**** Provided records

PR #2826, opened 2019-03-21
[RFC] Centralize babel and eslint configuration

wbinnssmith:
This centralizes configuration for babel and eslint as much as possible. It sets the stage for unifying our build, lint, etc. into single processes that takes place at the root of the repo. I intend for this PR to double as an RFC so please comment below if you have comments or alternate suggestions.

In cases where configuration needed to deviate, I left behind rc files in those directories. Overrides for these exceptions *could* be included in the centralized configs but I think by leaving them close to the code the effect is nicer.

The exception to this is large patterns of files that affect all packages. For example, any file matching `**/test/**/*.js` or `**/test.js` will automatically use the `mocha` environment in eslint. This cut back the number of custom eslint configs drastically.

In the case of babel, we don't actually have a build process in place for v2 yet, so it's sufficient to just create a [`babel.config.js`](https://babeljs.io/docs/en/config-files#project-wide-configuration) as [Babel suggests for monorepos](https://babeljs.io/docs/en/config-files#monorepos) and tell Babel register about it.

Test Plan: flow, lint, test-ci


wbinnssmith:
Closing since Parcel itself does not support `babel.config.js` but can bundle itself.

We'll explore a unified build prior to Parcel 2 Alpha, and will either work around this, or potentially @padmaia will have addressed the cacheability issues with `babel.config.js`.

The eslint config changes have been extracted into #2827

********

Exercise details: Using the entries above, give back exactly the line containing "[RFC] Centralize babel", the line containing "This centralizes configuration", and every line between them, and nothing else.

Response to this exercise:
[RFC] Centralize babel and eslint configuration

wbinnssmith:
This centralizes configuration for babel and eslint as much as possible. It sets the stage for unifying our build, lint, etc. into single processes that takes place at the root of the repo. I intend for this PR to double as an RFC so please comment below if you have comments or alternate suggestions.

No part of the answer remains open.